What you will do:
What is the number of lines in the data below that hold the word "TestFramework"? Give nothing beyond that number.

Exercise input:
PR #2624, opened 2025-11-30
test: Rework the PHPUnit end-to-end tests

theofidry:
## Backgorund

For #2543 I need to touch a lot of the coverage part and one thing I am missing is getting hands on a good enough sample of coverage for various test frameworks and different versions of those.

We've had a mix of fixtures:

- I introduced some for the tracing test in `/Users/tfidry/Project/Humbug/infection/tests/phpunit/TestFramework/Tracing/Fixtures` in ##2444.
- We have some comprehensive ones with a bit more information about what wee get from the coverage data with `/Users/tfidry/Project/Humbug/infection/tests/phpunit/Fixtures/TestFramework/PhpUnit/Coverage/*` (see #957)

I'm however not too happy with the current state of things: it's hard to find the right balance to maintain them.

## Solution

The idea of this PR is to leverage the end-to-end tests. We have e2e tests for the various test frameworks with their different setup/versions. What we can do is to actually enrich them a bit to be able to generate coverage from them, when needed.

We don't really need to go out of our way to automate it: getting the coverage for PHPUnit 9.3 for instance doesn't need to be done more. The day we need more out of it, e.g. we want to see how a trait is described in the XML coverage or something so we need to add a new class/tests. Then we can pick up the generated coverage and place it where needed.

## Implementation

This PR updates the code to offer a better range of covered and non-covered code as well as a `Makefile` command to make the test generation easy.

I plan to touch the PhpSpec & Codeception in a similar fashion too.

PR #2730, opened 2025-12-19
test(e2e): Move the artefacts of the test for some e2e tests

theofidry:
I want to introduce some improvements in #2624, hence I focused on the tests I'm working on and not all the e2e tests.

What I propose is to move the temporary artifact to a `var` directory to allow to keep the test a bit cleaner even when executed locally.

This is loosely related to https://github.com/infection/infection/issues/2498.

### DIFF
--- a/tests/phpunit/Console/E2ETest.php
+++ b/tests/phpunit/Console/E2ETest.php
@@ -208,7 +208,18 @@ final class E2ETest extends TestCase
         $expected = file_get_contents('expected-output.txt');
         $expected = Str::toSystemLineEndings($expected);
 
-        $this->assertStringEqualsFile('infection.log', $expected, sprintf('%s/expected-output.txt is not same as infection.log (if that is OK, run GOLDEN=1 vendor/bin/phpunit)', getcwd()));
+        $expectedFile = file_exists('var/infection.log')
+            ? 'var/infection.log'
+            : 'infection.log';
+
+        $this->assertStringEqualsFile(
+            $expectedFile,
+            $expected,
+            sprintf(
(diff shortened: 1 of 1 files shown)


tests/e2e/standard_script.bash
```diff
@@ -11,4 +11,8 @@ else
     php $INFECTION
 fi
 
-diff -w expected-output.txt infection.log
```
theofidry: the change of option has been extracted to #2729.

tests/e2e/standard_script.bash
```diff
@@ -11,4 +11,8 @@ else
...
+if [ -f "var/infection.log" ]; then
+    diff --ignore-all-space expected-output.txt var/infection.log
```
theofidry, line 15: This change deserves to be mentioned in the docs once #2728 is merged

maks-rafalko:
> What I propose is to move the temporary artifact to a `var` directory to allow to keep the test a bit cleaner even when executed locally.

I don't follow why do we need this? What was the reason for this change?

theofidry:
@maks-rafalko a couple of cases:

- PHPUnit releases a cache directory setting: by default it adds it to the root so if it's not part of `.gitignore`, then it's committed.
- I need to add PHPStan and I want its cache to be local to that project: same problem.
- I need to generate coverage for myself, but I don't really want to commit it neither pollute the gitignore for something I used locally for my own reasons.

So in general there's plenty of situations where you may end up with artifacts of all kinds. I think it's cleaner to just keep them in a `var` directory. It pollutes less the root, you don't need to constantly update the `.gitignore` and it's also easier to clean up.

maks-rafalko:
> I need to add PHPStan and I want its cache to be local to that project: same problem.

is it something you need in the future? I didn't notice it in this PR

theofidry:
Yes! For #2624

Your response:
2